An identical copy of the listing below is all the answer should contain.
- Opening Delimiter -
PR #568, opened 2022-01-24
Support fuzzy platform matching

imjasonh:
CI tests recently started failing because we require a Windows platform with exact osversion, and the osversion provided by `golang:1.17` no longer includes that exact value -- e.g: https://github.com/google/ko/runs/4916021150?check_suite_focus=true#step:4:98

This change makes `--platform` matching slightly fuzzy, especially in its handling of osversion, so you can specify `windows/amd64:10.0.17763` and get _any_ matching image (in `golang:1.17` there's only one).


imjasonh:
Well here's a fun one!

```console
$ crane manifest mcr.microsoft.com/windows/nanoserver:1809 | jq '.manifests[].platform'
{
  "architecture": "amd64",
  "os": "windows",
  "os.version": "10.0.17763.2458"
}
```

```console
$ crane manifest golang:1.17 | jq '.manifests[].platform'
...
{
  "architecture": "amd64",
  "os": "windows",
  "os.version": "10.0.17763.2452"
}
```

So there's no nanoserver base image that exactly matches the base image that golang:1.17 provides, as of this moment. And presumably random moments in the future.

I think I'm going to have to add the partial matching logic to get around this reliably. 🤷

imjasonh:
This now integrates https://github.com/google/go-containerregistry/pull/1261 (not yet merged), to support partial platform matching, so these all work:

```
ko build ./ --platform=windows/amd64:10.0.17763 # single matching image
ko build ./ --platform=windows/amd64:10.0.17763,windows/amd64:10.0.20348
ko build ./ --platform=windows/amd64 # two matching images
ko build ./ --platform=windows/amd64:10.0 # two matching images
```

Marking this as draft until the other PR settles, but I think this is a good improvement.

imjasonh:
The decision we came to was to keep partial platform matching inside ko's pre-existing partial platform matching, and just to teach it as little as possible about Windows osversion matching semantics to get by. Closing this.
- Closing Delimiter -
» OUTPUT:
PR #568, opened 2022-01-24
Support fuzzy platform matching

imjasonh:
CI tests recently started failing because we require a Windows platform with exact osversion, and the osversion provided by `golang:1.17` no longer includes that exact value -- e.g: https://github.com/google/ko/runs/4916021150?check_suite_focus=true#step:4:98

This change makes `--platform` matching slightly fuzzy, especially in its handling of osversion, so you can specify `windows/amd64:10.0.17763` and get _any_ matching image (in `golang:1.17` there's only one).


imjasonh:
Well here's a fun one!

```console
$ crane manifest mcr.microsoft.com/windows/nanoserver:1809 | jq '.manifests[].platform'
{
  "architecture": "amd64",
  "os": "windows",
  "os.version": "10.0.17763.2458"
}
```

```console
$ crane manifest golang:1.17 | jq '.manifests[].platform'
...
{
  "architecture": "amd64",
  "os": "windows",
  "os.version": "10.0.17763.2452"
}
```

So there's no nanoserver base image that exactly matches the base image that golang:1.17 provides, as of this moment. And presumably random moments in the future.

I think I'm going to have to add the partial matching logic to get around this reliably. 🤷

imjasonh:
This now integrates https://github.com/google/go-containerregistry/pull/1261 (not yet merged), to support partial platform matching, so these all work:

```
ko build ./ --platform=windows/amd64:10.0.17763 # single matching image
ko build ./ --platform=windows/amd64:10.0.17763,windows/amd64:10.0.20348
ko build ./ --platform=windows/amd64 # two matching images
ko build ./ --platform=windows/amd64:10.0 # two matching images
```

Marking this as draft until the other PR settles, but I think this is a good improvement.

imjasonh:
The decision we came to was to keep partial platform matching inside ko's pre-existing partial platform matching, and just to teach it as little as possible about Windows osversion matching semantics to get by. Closing this.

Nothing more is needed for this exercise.